Saved data entries:
=== Section Start ===

PR #1274, opened 2022-12-01
Migrate placebet to Vercel function

jahooma:
Copied the place bet logic into `api/v0/bet`.

Copied most of the machinery Marshall made for setting up API endpoints.

Based in part on Austin's PR: https://github.com/manifoldmarkets/manifold/pull/1104

Not quite finished!

- Still need to run it in local dev. Not sure how to get the right environment variable with the firebase secret.


web/components/bet/bet-panel.tsx
```diff
@@ -229,7 +230,7 @@ export function BuyPanel(props: {
   }
 
   async function submitBet() {
-    if (!user || !betAmount) return
+    if (!user || !betAmount || !outcome) return
```
mqp, line 233: What case is this covering? Shouldn't the bet placement UI be disabled when they haven't picked an outcome?

web/lib/api/call-endpoint.ts
```diff
@@ -0,0 +1,21 @@
+import { auth } from 'web/lib/firebase/users'
+import { PlaceBetParams } from 'web/pages/api/v0/bet'
+
+export function placeBet(params: PlaceBetParams) {
+  return call('/api/v0/bet', params)
+}
```
mqp, line 6: I guess no matter what direction we go with running these API endpoints, we could put some types for them in `common` and use them like this.

web/components/bet/bet-panel.tsx
jahooma: Oh, I think the submit button is disabled so it wouldn't happen, but the type of outcome is `string | undefined`, so I added this case to appease the types (plus it's a good idea anyway).

web/lib/api/endpoint.ts
```diff
@@ -0,0 +1,85 @@
...
+  return async (req: NextApiRequest, res: NextApiResponse) => {
+    try {
+      initAdmin()
+      await applyCorsHeaders(req, res, {
+        origin: [
+          CORS_ORIGIN_MANIFOLD,
+          CORS_ORIGIN_VERCEL,
+          CORS_ORIGIN_LOCALHOST,
+        ],
+        methods: 'POST',
```
mqp, line 26: I think you need `allowedHeaders: 'Authorization'` here. But I don't know why it was working at all without it.

web/lib/api/call-endpoint.ts
jahooma: Yeah, I aways thought it was bad that we didn't type our api calls.

web/pages/api/v0/bet/index.ts
```diff
@@ -1,24 +1,308 @@
...
-    methods: 'POST',
-    allowedHeaders: 'Authorization',
+  DocumentReference,
+  FieldValue,
+  Query,
+  Transaction,
+} from 'firebase-admin/firestore'
+import { groupBy, mapValues, sumBy, uniq } from 'lodash'
+
+import { redeemShares } from 'functions/src/redeem-shares'
```
jahooma, line 11: Not sure what to do about this. Could copy the redemption code here.

Or, if we move it into `common`, then common has to depend on Firebase admin, which seems not ideal.

I could also add a TODO, because it won't be a problem if we decide to not proceed with Vercel functions. (Or, if we decide to migrate them all.)

mqp, line 11: Here's the import I was complaining about in our call.

web/lib/api/endpoint.ts
jahooma: Thanks. I haven't got as far as testing it yet haha.

web/pages/api/v0/bet/index.ts
```diff
@@ -1,24 +1,308 @@
...
+import { log, validate } from 'web/lib/api/utils'
+import { newEndpoint } from 'web/lib/api/endpoint'
+
+export const config = { api: { bodyParser: true } }
+
+const placeBet = newEndpoint(async (req, userId: string) => {
+  log(`Inside endpoint handler for ${userId}.`)
+  const { amount, contractId } = validate(bodySchema, req.body)
+
+  const result = await firestore.runTransaction(async (trans) => {
```
mqp, line 36: Do you happen to know what the typical latency between Vercel and Firestore is? That's another kind of potential pitfall with running this as a Vercel function, since we make many queries in serial. If latency between Vercel and Firestore were 50ms round trip, then that would be an increase of 30ms over the status quo. It seems that would make all binary contract bets take 100-200ms longer, which would be pretty sad. (Note that a round trip is necessary to start the transaction.)

If it's true that transaction retries are a big problem for us, increased latency inside the transaction will severely exacerbate that problem.

web/pages/api/v0/bet/index.ts
```diff
@@ -1,24 +1,308 @@
...
+
+const numericSchema = z.object({
+  outcome: z.string(),
+  value: z.number(),
+})
+
+export type PlaceBetParams = z.infer<
+  typeof bodySchema &
+    (typeof binarySchema | typeof freeResponseSchema | typeof numericSchema)
+>
```
mqp, line 232: I guess we could dream of a more precise type here, since this isn't capturing the correlation between the body content and the type of the contract-type-specific parameters.

web/pages/api/v0/bet/index.ts
```diff
@@ -1,24 +1,308 @@
...
+
+const firestore = admin.firestore()
```
mqp, line 234: Running this on file import is an anti-pattern. It means that nobody can import this file unless the admin SDK is already initialized. Recommend moving it into functions. There's no work here that needs to be "cached".

web/components/bet/bet-panel.tsx
mqp: For just appeasing the types I suggest using the Typescript `!` non-null assertion operator. Whether you think it's good style to handle it here I leave up to your judgement. I am guessing I would not put it, because I think it's confusing to readers for the code to defensively handle cases that are logically impossible.

web/pages/api/v0/bet/index.ts
mqp: I would say it's totally unacceptable for `common` to depend on `firebase-admin`, because that would pull it into our website bundle. I think you should just factor out the "meat" of the redemption code as appropriate, or since this is just an experiment for now just copying it seems fine. That's much better than having this weird cross-dependency.

PR #1275, opened 2022-12-01
Replace generateHTML with custom tiptap parser

sipec:
Fixes tweets, market grids
Prettier %mentions, at mentions, spoilers
Regression: formatting in spoilers chops it up

possible improvements:
- [x] dedupe node view logic
- error boundaries? this code feels very fragile :/


jahooma:
Thanks for working on this fix! It does seem a bit complex to render tiptap server side. Hopefully with this, the main issues will be solved...

PR #1276, opened 2022-12-01
Ingawei/man 463 notifications user suggestions

ingawei:
image
image

made it so notifications don't automatically become 'read' upon clicking. I think this was bugged anyhow, as it seemed to mark notifications that weren't even visible as read after refresh.

There are 3 ways to mark a notification as read:
1. Mark all as read button
2. click the notification
3. choose to mark it as read in the '...' menu

Setting up this '...' button next to notifications to allow notification settings configuration on notifications page later, but that's for future Inga to worry about

### DIFF
--- a/web/components/notification-settings.tsx
+++ b/web/components/notification-settings.tsx
@@ -195,70 +195,7 @@ export function NotificationSettings(props: {
     const [emailEnabled, setEmailEnabled] = useState(previousEmailValue)
     const [mobileEnabled, setMobileEnabled] = useState(previousMobileValue)
     const [error, setError] = useState<string>('')
-    const loading = 'Changing Notifications Settings'
-    const success = 'Changed Notification Settings!'
     const highlight = navigateToSection === subscriptionTypeKey
-
-    const attemptToChangeSetting = (
-      setting: 'browser' | 'email' | 'mobile',
-      newValue: boolean
-    ) => {
-      const necessaryError =
-        'This notification type is necessary. At least one destination must be enabled.'
-      const necessarySetting =
-        NOTIFICATION_DESCRIPTIONS[subscriptionTypeKey].necessary
-      if (
-        necessarySetting &&
-        setting === 'browser' &&
-        !emailEnabled &&
-        !newValue
-      ) {
-        setError(necessaryError)
-        return
-      } else if (
-        necessarySetting &&
-        setting === 'email' &&
-        !inAppEnabled &&
-        !newValue
-      ) {
-        setError(necessaryError)
-        return
-      }
-      // Mobile notifications not included in necessary destinations yet
-
-      changeSetting(setting, newValue)
-    }
-
-    const changeSetting = (
-      setting: 'browser' | 'email' | 'mobile',
-      newValue: boolean
-    ) => {
-      toast
-        .promise(
-          updatePrivateUser(privateUser.id, {
-            notificationPreferences: {
-              ...privateUser.notificationPreferences,
-              [subscriptionTypeKey]: destinations.includes(setting)
-                ? destinations.filter((d) => d !== setting)
-                : uniq([...destinations, setting]),
-            },
-          }),
-          {
-            success,
-            loading,
-            error: 'Error changing notification settings. Try again?',
-          }
-        )
-        .then(() => {
-          if (setting === 'browser') {
-            setInAppEnabled(newValue)
-          } else if (setting === 'email') {
-            setEmailEnabled(newValue)
-          } else if (setting === 'mobile') {
-            setMobileEnabled(newValue)
-          }
-        })
-    }
 
     return (
       <Row
@@ -275,7 +212,19 @@ export function NotificationSettings(props: {
             {!browserDisabled.includes(subscriptionTypeKey) && (
               <SwitchSetting
                 checked={inAppEnabled}
-                onChange={(newVal) => attemptToChangeSetting('browser', newVal)}
+                onChange={(newVal) =>
+                  attemptToChangeSetting(
+                    'browser',
+                    newVal,
+                    subscriptionTypeKey,
+                    privateUser,
+                    destinations,
+                    setInAppEnabled,
+                    emailEnabled,
+                    inAppEnabled,
+                    setError
+                  )
+                }
                 label={'Web'}
                 disabled={optOutAll.includes('browser')}
               />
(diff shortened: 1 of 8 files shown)


web/components/notification-settings.tsx
```diff
@@ -477,3 +450,100 @@ export function NotificationSettings(props: {
     </div>
   )
 }
+
+export const notificationIsNecessary = (
```
IanPhilips, line 454: Why the move and export if it's still only used in this file?

web/components/notification-settings.tsx
```diff
@@ -477,3 +450,100 @@ export function NotificationSettings(props: {
...
+  ) {
+    if (setError) {
+      setError(necessaryError)
+    }
+    return true
+  }
+  return false
+}
+
+export const attemptToChangeSetting = (
```
IanPhilips, line 485: Same here, why is it exported?

web/components/notification-settings.tsx
```diff
@@ -477,3 +450,100 @@ export function NotificationSettings(props: {
...
+    setting,
+    newValue,
+    privateUser,
+    subscriptionTypeKey,
+    destinations,
+    setEnabled
+  )
+}
+
+export const changeSetting = (
```
IanPhilips, line 520: Another export

web/components/notifications/income-summary-notifications.tsx
```diff
@@ -89,7 +89,7 @@ export function IncomeNotificationGroupItem(props: {
   const combinedNotifs = combineNotificationsByAddingNumericSourceTexts(
     notifications.filter((n) => n.sourceType !== 'betting_streak_bonus')
   )
-  const [highlighted, setHighlighted] = useState(
+  const [highlighted, _setHighlighted] = useState(
```
IanPhilips, line 92: is this `_setHighlighted` used somewhere?

web/components/notifications/notification-helpers.tsx
```diff
@@ -47,7 +51,7 @@ export function PrimaryNotificationLink(props: {
   }
   return (
     <span className="font-semibold transition-colors hover:text-indigo-500">
-      {truncateText(text, truncatedLength ?? 'xl')}
+      {truncatedLength ? truncateText(text, truncatedLength ?? 'xl') : text}
```
IanPhilips, line 54: I don't think the truncations in the middle of the text is helpful. I feel pretty strongly that it should only truncate text at the end, and I believe James agrees.

web/pages/notifications.tsx
```diff
@@ -56,46 +62,71 @@ export default function Notifications() {
...
     <Page>
       <div className={'px-2 pt-4 sm:px-4 lg:pt-0'}>
-        <Title text={'Notifications'} className={'hidden md:block'} />
+        <Row
+          className={clsx('w-full justify-between', isMobile ? 'hidden' : '')}
+        >
+          <Title text={'Notifications'} className="grow" />
+          <div className="my-auto">
+            {!isMobile && activeIndex === 0 && (
+              <MarkAllAsReadButton
```
IanPhilips, line 71: Hmmmm I am pretty unsure that we need this functionality. I think it's pretty good that notifications are assigned as read on reaching the notification page. This mirrors how twitter's notifications work. I get dozens of notifications per day and I do not want to have to click anything to mark them as read.

web/pages/notifications.tsx
```diff
@@ -237,65 +265,52 @@ function NotificationGroupItem(props: {
...
   const onExpandHandler = (event: React.MouseEvent<HTMLDivElement>) => {
     if (event.ctrlKey || event.metaKey) return
     setExpanded(!expanded)
   }
 
-  useEffect(() => {
-    if (expanded) setHighlighted(false)
-  }, [expanded, setHighlighted])
-
+  const shownArray = expanded
```
IanPhilips, line 295: > grouped notifications now previews all unread notifications, even if unread notifications exceeds 3 notifications

I don't think it's a good idea to show more than 3 unread notifications on a market at a time. Otherwise markets with a lot of activity will take up the whole page.

IanPhilips (commented):
Inga, thanks for the style updates and experimenting with new notifications designs! 

I do have concerns about the new proposed functionalities, though. I personally don't want to have to click a button to mark my notifications as read, and we previously chose to only show 3 unread notifications per grouping because highly active markets can blow up your notifications page. Am I interpreting your proposal as previewing all unread notifications per market grouping, i.e. 10, 20, etc.?

Also, I still think we should do away with the mid-line truncation. I think truncation should only happen at the end of the line.

IanPhilips:
> made it so notifications don't automatically become 'read' upon clicking. I think this was bugged anyhow, as it seemed to mark notifications that weren't even visible as read after refresh.

We decided to mark all notifications as read, even those that weren't visible, bc if a user has more notifications than fit on a page they'll have to go back in history and 'view' all of them to silence the notification bell. Your new button would fix this but as I said above, I'd rather not have to click something every time I visit the notifications page.

jahooma:
Agree with all of Ian's comments.

Clicking a button to mark as read helps you carefully look through every notification you missed, but I think users would much prefer to have them automatically marked read. Notifications are not as important as, like, email.

I don't think anyone wants to mark individual notifications as read/unread either. So maybe even the '...' menu is not useful.

I'm also not sure about showing all new notifications — just think of a Destiny market where 50 people write spammy comments. RIP, your notifications inbox. It means you might not see other important notifications from other markets.

web/components/notification-settings.tsx
ingawei: I want to use it in the future for setting preferences from the notifications tab

ingawei:
Reverted double read/seen notifications, all notifications are marked as seen upon entering page and also am keeping just 3 notifications regardless of how many are read within a group. Good catch I didn't think about if a market is exploding haha

@IanPhilips could you review the notification preferences logic and make sure it's sound?
also there's some weirdness going on with the new Like notifications, it's showing above all others even though it occurred earlier. I think it also needs to be added to preferences
image

IanPhilips:
I was kind of interested in trying out the facebook 2-read style notifications! What led you to abandon that track?

ingawei:
> I was kind of interested in trying out the facebook 2-read style notifications! What led you to abandon that track?

I agreed with everyone in that it's tedious to have to press a button to mark everything as read. I implemented and played around with it and idk it just felt extra confusing. I think with FB it works because your unread notifications will always be at the top... they don't have grouped notifications/daily income hierarchy and stuff like that. Notifications are already pretty complicated so I was meh about it.

Also I think the only benefit from having a notification marked as read/unread is if you could organize/sort it. FB has an unread notifications section. Maybe if we implemented that I would feel differently but having grouped notifications also complicates that

common/user-notification-preferences.ts
```diff
@@ -203,6 +203,7 @@ const notificationReasonToSubscriptionType: Partial<
   resolution_on_contract_with_users_comment: 'resolutions_on_watched_markets',
   reply_to_users_answer: 'all_replies_to_my_answers_on_watched_markets',
   reply_to_users_comment: 'all_replies_to_my_comments_on_watched_markets',
+  loan_income: 'loan_income',
```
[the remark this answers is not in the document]
ingawei: oh weird. It didn't seem to be working until I added it?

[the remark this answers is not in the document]
IanPhilips: Could you not unsubscribe? I've recently tested this with different preferences and you shouldn't need to add anything there and, but if it's not working that's a separate bug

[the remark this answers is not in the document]
ingawei: oh no I was just implementing it dumb, didn't know notificationToPreferences wasn't for all of them. Thanks Ian!

PR #1279, opened 2022-12-01
Display error and disable submit for default amount if user has insufficient funds

### LINKED ISSUE #1277: Submit bet button is enabled when selecting an outcome even if the user has insufficient funds
The button is enabled after an outcome is selected with the default bet of 10, even though the user has less than 10 in funds. Clicking the submit button triggers an APIError.
chrome_l4WC2xKwaM chrome_KINnn9Q98X

This happens for binary markets, numeric markets, and when creating a new answer for a multiple-choice market.

SubsequentlySneeds:
Fixes #1277 

**Previous behavior:** If the user has less than the default bet amount (10), and selects an outcome without changing the bet amount, the submit button is enabled and no error is shown (until the user submits the bet, which returns an APIError).

**New behavior:** As soon as the bet panel is "ready" (i.e. outcome or bucket selected), errors are displayed and the submit button is disabled if there is an error, regardless of whether the user has manually changed the bet amount.

chrome_XvJLzRmlGU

=== Section End ===

Scan the entries for lines holding the string "automatically", then copy every one of them.

* _Answer section_
made it so notifications don't automatically become 'read' upon clicking. I think this was bugged anyhow, as it seemed to mark notifications that weren't even visible as read after refresh.
> made it so notifications don't automatically become 'read' upon clicking. I think this was bugged anyhow, as it seemed to mark notifications that weren't even visible as read after refresh.
Clicking a button to mark as read helps you carefully look through every notification you missed, but I think users would much prefer to have them automatically marked read. Notifications are not as important as, like, email.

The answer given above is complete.